■ Work item
Use the entries below to count the lines that hold the word "opened"; answer with the number only.

********

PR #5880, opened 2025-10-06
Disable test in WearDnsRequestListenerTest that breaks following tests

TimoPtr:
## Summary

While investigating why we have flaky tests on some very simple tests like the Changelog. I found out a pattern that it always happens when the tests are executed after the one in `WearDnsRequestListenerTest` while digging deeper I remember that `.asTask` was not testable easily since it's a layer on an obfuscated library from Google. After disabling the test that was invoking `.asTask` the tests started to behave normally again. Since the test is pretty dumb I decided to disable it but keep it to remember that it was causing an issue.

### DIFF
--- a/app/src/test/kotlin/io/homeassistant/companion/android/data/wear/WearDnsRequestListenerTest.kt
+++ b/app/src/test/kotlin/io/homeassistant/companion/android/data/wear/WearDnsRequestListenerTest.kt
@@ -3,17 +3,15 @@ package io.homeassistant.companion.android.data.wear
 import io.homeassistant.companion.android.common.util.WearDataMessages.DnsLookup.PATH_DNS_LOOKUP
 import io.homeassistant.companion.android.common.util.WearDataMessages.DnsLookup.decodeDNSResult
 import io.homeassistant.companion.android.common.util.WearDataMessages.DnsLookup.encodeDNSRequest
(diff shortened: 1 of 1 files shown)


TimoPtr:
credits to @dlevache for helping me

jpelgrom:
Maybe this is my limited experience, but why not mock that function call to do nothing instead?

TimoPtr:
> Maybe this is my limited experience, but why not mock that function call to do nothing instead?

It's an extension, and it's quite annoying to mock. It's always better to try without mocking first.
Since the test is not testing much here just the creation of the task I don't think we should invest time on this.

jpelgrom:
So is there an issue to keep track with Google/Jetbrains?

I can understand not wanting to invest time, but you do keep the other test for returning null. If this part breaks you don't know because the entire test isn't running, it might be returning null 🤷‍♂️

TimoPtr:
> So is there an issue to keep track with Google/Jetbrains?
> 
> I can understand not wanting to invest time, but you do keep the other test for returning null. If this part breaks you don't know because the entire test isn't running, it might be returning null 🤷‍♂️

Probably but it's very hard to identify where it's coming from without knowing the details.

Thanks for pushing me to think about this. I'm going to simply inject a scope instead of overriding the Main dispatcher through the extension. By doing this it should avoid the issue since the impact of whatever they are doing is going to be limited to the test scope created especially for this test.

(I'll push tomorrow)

********

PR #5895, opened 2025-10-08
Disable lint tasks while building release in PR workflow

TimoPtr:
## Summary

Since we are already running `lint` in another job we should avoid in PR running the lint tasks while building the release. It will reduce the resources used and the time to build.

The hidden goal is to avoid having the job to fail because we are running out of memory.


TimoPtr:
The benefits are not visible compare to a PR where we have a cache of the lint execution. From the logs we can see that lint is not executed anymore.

********

■ Answer to this task
2